What you need to do -> Copy all the lines of the data that include the word "same".

Available records ->
Issue #1392, opened 2025-12-17
[Bug] Upgrade fails with wal_level: logical


bkhomuts:
### Bug description

When wal_level is set to logical, upgrade fails. This is because the new PostgreSQL DB is created with wal_level: replica by default. As a result, pg_upgradecluster returns an error due to wal_level mismatch.

### Expected behavior

pg_upgradecluster succeeds. This requires wal_level on the new cluster to be set to the same value as the old.

### Installation method

Console (UI)

### System info

Debian 13
Autobase from Git

### Additional info

Add
```-c wal_level={{ current_wal_level }}```
to pg_createcluster and initdb when upgrading.

vitabaks:
Just adjust the parameter values on both servers to the same value.

bkhomuts:
I have used temporary workaround by adding  `-c wal_level=logical` for the task
Initialize new PostgreSQL data directory with default config files, and the upgrade succeeded.

But I think this needs to be accounted for in automation.

vitabaks:
Ok, feel free to suggest a PR.

PR #1394, opened 2025-12-17
Support pg_upgrade with wal_level: logical

bkhomuts:
This change ensures that the new cluster is created with the same wal_level, as the old one.

The change allows cluster upgrade if wal_level: logical.

Resolves: #1392


bkhomuts:
The last CI run issue is not related to the change, but problem on servers.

Answer to this task ->
pg_upgradecluster succeeds. This requires wal_level on the new cluster to be set to the same value as the old.
Just adjust the parameter values on both servers to the same value.
This change ensures that the new cluster is created with the same wal_level, as the old one.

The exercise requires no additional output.